Highlighting the many ways that health technology is transforming employer-sponsored health benefit programs, Mercer unveiled early results from its industry-leading survey at this year’s HR Technology Conference & Expo in Las Vegas. Based on the first 1,566 responses1 to the Mercer National Survey of Employer-Sponsored Health Plans, Mercer projects that health benefit cost per employee will rise by 4.1% on average in 2019.

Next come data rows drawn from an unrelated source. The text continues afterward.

PR #7564, opened 2021-11-09
TFInfo recording + disable option requiring perfect calibration + fixes

shahor02:


shahor02:
tested locally, merging

prodtests/full-system-test/dpl-workflow.sh
```diff
@@ -196,7 +196,8 @@ for det in `echo $LIST_OF_DETECTORS | sed "s/,/ /g"`; do
 done
 PVERTEX_CONFIG="--vertexing-sources $TRACK_SOURCES --vertex-track-matching-sources $TRACK_SOURCES"
 
-has_detector_reco FT0 && PVERTEX_CONFIG+=" --validate-with-ft0"
```
davidrohr, line 198: Do we want to disable this also for the FST with simulated data?
We could use `[[ $IS_SIMULATED_DATA == 1 ]] && `?

shahor02: I don't think this is needed: it is used for the cleanup of fake vertices and has a relatively small effect.

prodtests/full-system-test/dpl-workflow.sh
```diff
@@ -381,14 +386,14 @@ has_detector FV0 && has_processing_step FV0_RECO && add_W o2-fv0-reco-workflow "
 has_detector ZDC && has_processing_step ZDC_RECO && add_W o2-zdc-digits-reco "--disable-root-input $DISABLE_ROOT_OUTPUT $DISABLE_MC"
 has_detectors_reco MFT MCH && has_detector_matching MFTMCH && add_W o2-globalfwd-matcher-workflow "--disable-root-input $DISABLE_ROOT_OUTPUT $DISABLE_MC --pipeline $(get_N globalfwd-track-matcher MATCH REST)"
 
-if [ $BEAMTYPE != "cosmic" ]; then
+if [[[ $BEAMTYPE != "cosmic" ]]; then
```
davidrohr, line 389: Are you sure you tested it locally? This should have failed? (just fixed in #7567)

shahor02: I run only sync part on already existing data and it worked w/o a problem. But now I see that in complains (still running well):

This increase is in line with recent low single-digit annual increases. Mercer notes that the underlying medical plan cost trend has cooled from 6.5% to 5.3% heading into 2019 (the underlying trend is the estimated increase in medical plan cost if employers made no changes). In past years, common employer cost-control tactics included raising deductibles and offering less generous plans. For 2019, however, fewer than half of the responding employers (44%) will be making these types of changes. But many employers are adopting new technology-enabled tools and solutions to address the root causes of the high cost of health care without cutting benefits or increasing the financial burden on employees.

“The improvement in the underlying medical plan trend is encouraging because those savings are not solely coming from shifting cost to employees,” said Tracy Watts, Senior Partner and Mercer’s Leader for Health Reform. “It suggests that there is a ‘quiet revolution’ going on in organizations as they deploy more innovative health benefit strategies – and that these have started to pay off.”

In its work helping to design health benefit plans for employers of all sizes, Mercer has found three technology strategies are key in driving higher-value health care:

Target specific health problems. More than half of midsize and large employers with 500 or more employees (58%) now offer one or more “point solutions,” -- high-tech, high-touch programs designed to help members with specific health issues ranging from insomnia to infertility. A targeted program for diabetics, for example, might offer both coaching and an interactive glucose monitor that can transmit data to a provider. Success is measured in quality of life improvement and fewer trips to the emergency room.

Make it easy to engage. Today 18% of mid-sized and large employers make all or most of their benefit offerings accessible to employees on a single, fully integrated platform. Another 19% say they are working towards full integration. Like the modern, online shopping experience, an integrated platform helps employees more easily engage with health and well-being vendors and find the resources they need.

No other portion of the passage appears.